**GIVEN DATA**

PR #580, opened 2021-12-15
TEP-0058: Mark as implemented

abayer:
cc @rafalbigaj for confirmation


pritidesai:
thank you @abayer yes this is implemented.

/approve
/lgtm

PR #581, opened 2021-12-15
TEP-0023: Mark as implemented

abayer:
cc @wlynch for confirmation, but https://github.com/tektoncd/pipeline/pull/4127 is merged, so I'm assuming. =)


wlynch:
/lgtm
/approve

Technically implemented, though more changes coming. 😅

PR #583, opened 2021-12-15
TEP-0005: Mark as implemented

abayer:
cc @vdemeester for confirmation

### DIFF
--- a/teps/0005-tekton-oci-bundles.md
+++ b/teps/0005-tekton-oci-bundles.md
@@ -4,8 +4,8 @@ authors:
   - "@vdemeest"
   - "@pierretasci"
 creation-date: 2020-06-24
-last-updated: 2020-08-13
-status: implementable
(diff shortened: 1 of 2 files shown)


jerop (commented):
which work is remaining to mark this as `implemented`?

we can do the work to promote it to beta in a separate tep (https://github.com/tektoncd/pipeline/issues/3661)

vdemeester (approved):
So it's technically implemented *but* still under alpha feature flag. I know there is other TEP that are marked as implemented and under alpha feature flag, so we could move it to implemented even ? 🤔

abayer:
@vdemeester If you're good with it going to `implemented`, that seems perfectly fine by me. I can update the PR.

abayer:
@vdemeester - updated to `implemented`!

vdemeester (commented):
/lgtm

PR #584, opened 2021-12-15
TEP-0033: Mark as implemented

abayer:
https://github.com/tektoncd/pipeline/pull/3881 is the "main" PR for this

**WHAT YOU NEED TO DO**
How many of the lines above contain the string "bundles"? Give the count alone.

**ANSWER BELOW**
2